- To mogą być ostatnie lata stosowania włókna węglowego w samochodach. UE chce go zakazać od 2029 r.
- Karbon jest powszechnie ceniony za swoją wytrzymałość i lekkość. Jego wadą jest natomiast wysoka cena
- W przemyśle motoryzacyjnym włókno węglowe najczęściej pojawia się w autach sportowych, ale znajdziemy je też w elektrykach
Co jest mocniejsze niż stal, ale lżejsze od aluminium? Szeroko wykorzystywane w przemyśle motoryzacyjnym włókno węglowe może znaleźć się na cenzurowanym w Europie. Parlament Europejski pracuje właśnie nad nowelizacją przepisów dotyczących pojazdów wycofanych z eksploatacji i chce w nich przemycić zakaz stosowania tego kompozytu. Wbrew pozorom to tragiczna informacja nie tylko dla producentów samochodów sportowych, ale też większych aut elektrycznych.
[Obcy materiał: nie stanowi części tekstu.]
PR #6290, opened 2021-06-01
feat(TBD-10185):Support Datasets API in tMap - Spark Batch - Inner Join / Match model: Unique match

lbourgeois:
Also activating Dataset when there is only one input connection.
It will cover the simple mapping case (no join in tMap)

### DIFF
--- a/main/plugins/org.talend.designer.mapper/src/main/java/org/talend/designer/mapper/MapperComponent.java
+++ b/main/plugins/org.talend.designer.mapper/src/main/java/org/talend/designer/mapper/MapperComponent.java
@@ -830,7 +830,7 @@ public class MapperComponent extends AbstractMapComponent implements IHashableIn
                 }
             }
             if (GlobalServiceRegister.getDefault().isServiceRegistered(IDesignerMapperService.class)) {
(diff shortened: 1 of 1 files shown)


lbourgeois:
will change branch name to separate unrelataed changes in Studio build

main/plugins/org.talend.designer.mapper/src/main/java/org/talend/designer/mapper/MapperComponent.java
```diff
@@ -880,18 +879,20 @@ public boolean isDatasetCompatible(boolean isJobValidForDataset) {
             return false;
         }
 
-        //only two input connections
-        if (this.externalData.getInputTables().size() != 2) {
+        // max two input connections
+        if (this.externalData.getInputTables().size() > 2) {
```
AlixMetivier, line 883: dataset is working with only one column in input ? I thought the !=2 was mandatory

lbourgeois: I thought I checked that simple mapping with no join was working in ds. Just rechecked and it is not. I will revert that part on https://github.com/Talend/tdi-studio-se/pull/6313/ (new PR with correct branch name)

Dalszy ciąg artykułu pod materiałem wideoWłókno węglowe pojawia się nie tylko w autach sportowych
Włókno węglowe ma jedną poważną wadę – to stosunkowo drogi materiał. A jednak korzyści płynące z zastosowania go w konstrukcji samochodu są tak duże, że producenci często sięgają po karbon. Powody są dwa: wytrzymałość i lekkość. Te cechy sprawiają, że to idealny materiał do budowy np. monokoku (korpusu nadwozia) w pojazdach sportowych, w których liczy się każdy zaoszczędzony kilogram.
Drugą grupą beneficjentów tego materiału są pojazdy elektryczne. Dlaczego? Przez nadwagę spowodowaną ciężkim akumulatorem trakcyjnym tu też redukcja masy to konieczność – nadprogramowe kilogramy skracają zasięg auta. Oczywiście, ze względu na koszt włókna węglowego nie powinniśmy spodziewać się go w tanich, miejskich elektrykach. Inna sprawa, że akurat te są co do zasady lekkie, więc mają jeszcze bufor na dodatkowe kilogramy spowodowane elektryfikacją.
Dlaczego Unia Europejska chce zakazać stosowania włókna węglowego?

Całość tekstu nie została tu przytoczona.